- [What to do] Report each line of the entries below that includes "applied".

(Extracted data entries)
PR #13686, opened 2023-03-14
[constructed-inventory] Remove towervars from constructed inventory hosts

AlanCoding:
##### SUMMARY
This addresses an aesthetic problem with constructed inventory, that all 4 of these variables would be present in all constructed hosts. The data doesn't actually offer any value to the user, but it is necessary as an intermediary step in order to fill in `instance_id` with the id of the original host that it came from.

This addresses the test case `test_metavars_not_in_constructed_hosts` which checks that the constructed inventory host has the same variables as the original host.

Just realized this needs to be done for groups too!

##### ISSUE TYPE
 - New or Enhanced Feature

##### COMPONENT NAME
 - API


AlanCoding:
I tested the same case for groups, and there are no extra vars we put in those, so it's not a thing anyway.

CFSNM (approved):

Issue #13669, opened 2023-03-09
The CyberArk Credential plugin names are not getting migrated after upgrade


obaranov:
### Please confirm the following

- [X] I agree to follow this project's [code of conduct](https://docs.ansible.com/ansible/latest/community/code_of_conduct.html).
- [X] I have checked the [current issues](https://github.com/ansible/awx/issues) for duplicates.
- [X] I understand that AWX is open source software provided for free and that I might not receive a timely response.

### AWX version

devel

### Select the relevant components

- [ ] UI
- [X] API
- [ ] Docs
- [ ] Collection
- [ ] CLI
- [ ] Other

### Installation method

docker development environment

### Modifications

no

### Steps to reproduce

After upgrading the controller to the devel, the old CyberArk credentials plugin names are still displayed. 

1) Install old version of the AWX with the old names for the CyberArk plugins (prior to this change https://github.com/ansible/awx/issues/13122) 
2) Upgrade to the most recent version. 
3) Try to create new Credential 

### Expected results

Expected names are: 

![image](https://user-images.githubusercontent.com/15234398/224034166-e45bf065-449b-462e-98a2-a7c0d44b5ffa.png)

### Actual results

Old plugin names are still displayed

![image](https://user-images.githubusercontent.com/15234398/224033745-2353d045-2295-49e5-b58e-3ee671f259b2.png)

obaranov:
@infamousjoeg can you please take a look into this one? cc @ffirg

obaranov:
@AlanCoding do you have time to take a look into this one? I am not completely sure if this issue is related to awx or maybe to the aap installer.

AlanCoding:
Current hope is that running `CredentialType.setup_tower_managed_defaults()` just fixes this.

AlanCoding:
^ to update - that method is not sufficient to solve this, because it doesn't look for existing credential types based on `namespace` (which, I think, it should). So this needs work.

obaranov:
I added POC fix here: https://github.com/ansible/awx/pull/13692

Verified with the upgrade pipeline: 

TASK [ansible.automation_platform_installer.automationcontroller : Migrate the database schema (may take awhile when upgrading).] ***
[1;30mtask path: /tmp/setup/collections/ansible_collections/ansible/automation_platform_installer/roles/automationcontroller/tasks/tasks.yml:355[0m
[...]

PR #13692, opened 2023-03-15
Add migration for new cyberark plugin names

obaranov:
##### SUMMARY

Fixed issue with the migration of the new names: https://github.com/ansible/awx/issues/13669

 
##### ISSUE TYPE

##### COMPONENT NAME

 - API

##### AWX VERSION

```
awx: 21.13.1.dev64+g268f884e92
```

##### ADDITIONAL INFORMATION

```

```


awx/main/migrations/0177_change_cyberark_plugin_names.py
```diff
@@ -0,0 +1,31 @@
...
+from awx.main.models import CredentialType
+
+
+class Migration(migrations.Migration):
+    def update_cyberark_ccp_name(apps, schema_editor):
+        CredentialType.setup_tower_managed_defaults(apps)
+        aim_types = apps.get_model('main', 'CredentialType').objects.filter(namespace='aim').order_by('id')
+
+        if aim_types.count() == 2:
+            original, renamed = aim_types.all()
```
AlanCoding: I don't think this ordering is guaranteed.

AlanCoding:
I think you're close here, with the addition of an `.order_by('created')` _maybe_. Needs testing.

I like that a lot better than having to reference specific names. In fact, this might be something that can be written generally, and applied to all managed types (instead of 2 operations).

Should add logging, in case a change is made, it is important to alert the user to it for auditing.

awx/main/migrations/0177_change_cyberark_plugin_names.py
obaranov: Fixed. Order now by 'changed'.

AlanCoding (approved):
This is a good near-term fix, but longer-term I would like to followup and adjust the logic inside of `CredentialType.setup_tower_managed_defaults` so that we won't need to do this again. Ideally, we could do this the next time that a credential type name is changed.

obaranov:
> I think you're close here, with the addition of an `.order_by('created')` _maybe_. Needs testing.
> 
> I like that a lot better than having to reference specific names. In fact, this might be something that can be written generally, and applied to all managed types (instead of 2 operations).
> 
> Should add logging, in case a change is made, it is important to alert the user to it for auditing.

I added logging and reduced everything to one operation.  I also checked that existing credentials were properly migrated after upgrade: 
image

Also added upgrade API tests here: https://github.com/ansible/tower-qa/pull/8021

PR #13694, opened 2023-03-15
Added limit and source_vars option to inventory module

CFSNM:
To be able to create a constructed inventory via AWX collection, we need to pass the limit and source_vars variables

### DIFF
--- a/awx_collection/plugins/modules/inventory.py
+++ b/awx_collection/plugins/modules/inventory.py
@@ -8,9 +8,7 @@ from __future__ import absolute_import, division, print_function
 
 __metaclass__ = type
 
-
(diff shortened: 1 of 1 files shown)


awx_collection/plugins/modules/inventory.py
```diff
@@ -175,6 +183,12 @@ def main():
     if variables is not None:
         inventory_fields['variables'] = json.dumps(variables)
 
+    # For constructed inventory, we need to pass limit and source_vars
+    if limit is not None and kind == 'constructed':
+        inventory_fields['limit'] = prevent_instance_group_fallback
```
relrod, line 188: copy-paste error?

CFSNM: yeah, will fix. BTW, not sure if this will be merged. May cause some conflicts

PR #13700, opened 2023-03-15
[constructed-inventory] Save facts on model for original host

AlanCoding:
##### SUMMARY
This change makes the "real" host the source of truth about Ansible facts when a job runs against constructed inventory.

These two diagrams were made to articulate the goal of this:

**Saving**

Screenshot from 2023-03-15 14-09-19

**Loading**

Screenshot from 2023-03-15 14-09-01

The idea is that we keep the original host (that which exists inside the input inventory) as the source of truth about Ansible facts. This is so that we can persist facts across jobs that use normal inventories and constructed inventories, both of which may touch the same host.

##### ISSUE TYPE
 - New or Enhanced Feature

##### COMPONENT NAME
 - API

### DIFF
--- a/awx/api/views/__init__.py
+++ b/awx/api/views/__init__.py
@@ -30,7 +30,7 @@ from django.utils.safestring import mark_safe
 from django.utils.timezone import now
 from django.views.decorators.csrf import csrf_exempt
 from django.template.loader import render_to_string
-from django.http import HttpResponse
+from django.http import HttpResponse, HttpResponseRedirect
 from django.contrib.contenttypes.models import ContentType
 from django.utils.translation import gettext_lazy as _
 
@@ -1584,6 +1584,14 @@ class HostDetail(RelatedJobsPreventDeleteMixin, RetrieveUpdateDestroyAPIView):
 class HostAnsibleFactsDetail(RetrieveAPIView):
     model = models.Host
     serializer_class = serializers.AnsibleFactsSerializer
+
+    def get(self, request, *args, **kwargs):
+        obj = self.get_object()
+        if obj.inventory.kind == 'constructed':
+            # If this is a constructed inventory host, it is not the source of truth about facts
+            # redirect to the original input inventory host instead
+            return HttpResponseRedirect(reverse('api:host_ansible_facts_detail', kwargs={'pk': obj.instance_id}, request=self.request))
+        return super().get(request, *args, **kwargs)
 
 
 class InventoryHostsList(HostRelatedSearchMixin, SubListCreateAttachDetachAPIView):
--- a/awx/main/models/jobs.py
+++ b/awx/main/models/jobs.py
@@ -838,7 +838,7 @@ class Job(UnifiedJob, JobOptions, SurveyJobMixin, JobNotificationMixin, TaskMana
 
     def get_hosts_for_fact_cache(self):
         """
-        Builds the querset to use for writing or finalizing the fact cache
+        Builds the queryset to use for writing or finalizing the fact cache
         these need to be the 'real' hosts associated with the job.
         For constructed inventories, that means the original (input inventory) hosts
         when slicing, that means only returning hosts in that slice
--- a/awx/main/models/jobs.py
+++ b/awx/main/models/jobs.py
@@ -11,6 +11,7 @@ from urllib.parse import urljoin
 from django.conf import settings
 from django.core.exceptions import ValidationError
 from django.db import models
+from django.db.models.functions import Cast
 
 # from django.core.cache import cache
 from django.utils.translation import gettext_lazy as _
@@ -21,6 +22,7 @@ from rest_framework.exceptions import ParseError
 
 # AWX
 from awx.api.versioning import reverse
+from awx.main.constants import HOST_FACTS_FIELDS
 from awx.main.models.base import (
     BaseModel,
     CreatedModifiedModel,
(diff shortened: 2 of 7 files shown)


awx/main/models/jobs.py
```diff
@@ -836,6 +838,27 @@ def get_notification_templates(self):
...
+
+        if self.inventory.kind == 'constructed':
+            id_field = Host._meta.get_field('id')
+            host_qs = Host.objects.filter(id__in=Host.objects.exclude(instance_id='').values_list(Cast('instance_id', output_field=id_field)))
+        else:
+            host_qs = self.inventory.hosts
+
+        host_qs = host_qs.only(*HOST_FACTS_FIELDS)
+        host_qs = self.inventory.get_sliced_hosts(host_qs, self.job_slice_number, self.job_slice_count)
+        return host_qs
```
AlanCoding, line 858: @relrod this is ultimately derived from the method you had introduced. Took me a while but it's making more sense to me. For a given job, there's a list of potential hosts that it may touch, so this is that. There's an exception case for constructed inventory as well as for job slicing.

AlanCoding:
I need to explain some of my last commit here - we have a problem where the _UI_ will only show facts from the obvious location. I wondered if maybe it would follow the related link from the host details, but it does not. The UI will get facts from `/api/v2/hosts/465/ansible_facts/` where 465 is the id for that job details page, even if the related link points to `/api/v2/hosts/464/ansible_facts/`.

So I thought I would get sneaky for a quick fix... I put in a redirect. This is what happens when you click on Ansible facts now:

Screenshot from 2023-03-15 15-51-26
Screenshot from 2023-03-15 15-50-58

With this, the details of the 465 host will _actually_ show the facts for the 464 facts, even in the UI. This seems acceptable to me, although maybe it's considered bad form. In any case I need to loop the UI developers into this @marshmalien @AlexSCorey 

Ultimately, I do also think the UI should give more user help in some form for the host details, to clarify that there is a host in another inventory that the current host is intended to reference. The API added an "original_host" related link for this purpose.

AlanCoding:
^ what I said in that last comment is largely invalid after you've rebuilt the UI correctly. The current UI doesn't show the facts tab for constructed inventory hosts (similar to smart inventories).

awx/main/models/jobs.py
```diff
@@ -836,6 +838,27 @@ def get_notification_templates(self):
     def get_notification_friendly_name(self):
         return "Job"
 
+    def get_hosts_for_fact_cache(self):
+        """
+        Builds the querset to use for writing or finalizing the fact cache
```
relrod:
```suggestion
        Builds the queryset to use for writing or finalizing the fact cache
```

awx/api/views/__init__.py
```diff
@@ -1585,6 +1585,14 @@ class HostAnsibleFactsDetail(RetrieveAPIView):
     model = models.Host
     serializer_class = serializers.AnsibleFactsSerializer
 
+    def get(self, request, *args, **kwargs):
+        obj = self.get_object()
+        if obj.inventory.kind == 'constructed':
+            # If this is a constructed inventory host, it is not the source of truth about facts
+            # redirect to the original input inventory host instead
+            return HttpResponseRedirect(reverse('api:host_ansible_facts_detail', kwargs={'pk': obj.instance_id}, request=self.request))
```
relrod, line 1593: I tested this with awxkit too, and it seems fine.

Of course (per the serializer change), the related URL automatically points to the right thing.

And even if someone forces awxkit to point directly to the constructed host's `/ansible_facts/` endpoint, it seems to handle the redirect fine.

awx/main/tasks/facts.py
```diff
@@ -42,15 +30,14 @@ def start_fact_cache(inventory, destination, log_data, timeout=None, slice_numbe
...
-        hosts = _get_inventory_hosts(inventory, slice_number, slice_count, ansible_facts_modified__gte=timeout)
-    else:
-        hosts = _get_inventory_hosts(inventory, slice_number, slice_count)
+
+    if isinstance(hosts, QuerySet):
+        hosts = hosts.iterator()
 
     last_filepath_written = None
     for host in hosts:
+        if host.ansible_facts_modified and (host.ansible_facts_modified >= now() - datetime.timedelta(seconds=timeout)):
```
relrod: Just to logic through this...

So if I understand right, facts should be expired if now() is greater than the modified timestamp + the timeout. This would mean the current time exceeds the stored timestamp plus the delta.

now() >= modified + timeout
now() - timeout >= modified

So I think the code has a sign error?

I think in the old code, the timeout was being used to determine *inclusion* of hosts (include every host that has *unexpired* facts), but here we're determining which hosts to *skip*/continue past, so we want to be true when they are expired.

But also it's 2am, and I might just not be mathing properly.

awx/main/tests/unit/models/test_jobs.py
```diff
@@ -49,26 +44,43 @@ def test_start_job_fact_cache(hosts, job, inventory, tmpdir):
...
+
+
+def test_start_job_fact_cache_within_timeout(hosts, tmpdir):
+    fact_cache = os.path.join(tmpdir, 'facts')
+    # the hosts fixture was modified 5s ago, which is less than 7s
+    last_modified = start_fact_cache(hosts, fact_cache, timeout=7)
+    assert last_modified
+
+    for host in hosts:
+        assert os.path.exists(os.path.join(fact_cache, host.name))
```
AlanCoding, line 78: @relrod great job finding the facts expiration problem. We did have an integration test that would have picked up a failure from that bug (eventually...) but no unit tests. So I added these 2 which get regression coverage for the issue you mentioned. I confirmed that they were both failing before the updates here, because the wrong sign makes both the expired / not-expired cases be wrong.

relrod (approved):
I think this looks reasonable now. Let's see what happens :)

awx/main/tests/unit/models/test_jobs.py
relrod: Thanks for the new tests!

- [Your response]
I like that a lot better than having to reference specific names. In fact, this might be something that can be written generally, and applied to all managed types (instead of 2 operations).
> I like that a lot better than having to reference specific names. In fact, this might be something that can be written generally, and applied to all managed types (instead of 2 operations).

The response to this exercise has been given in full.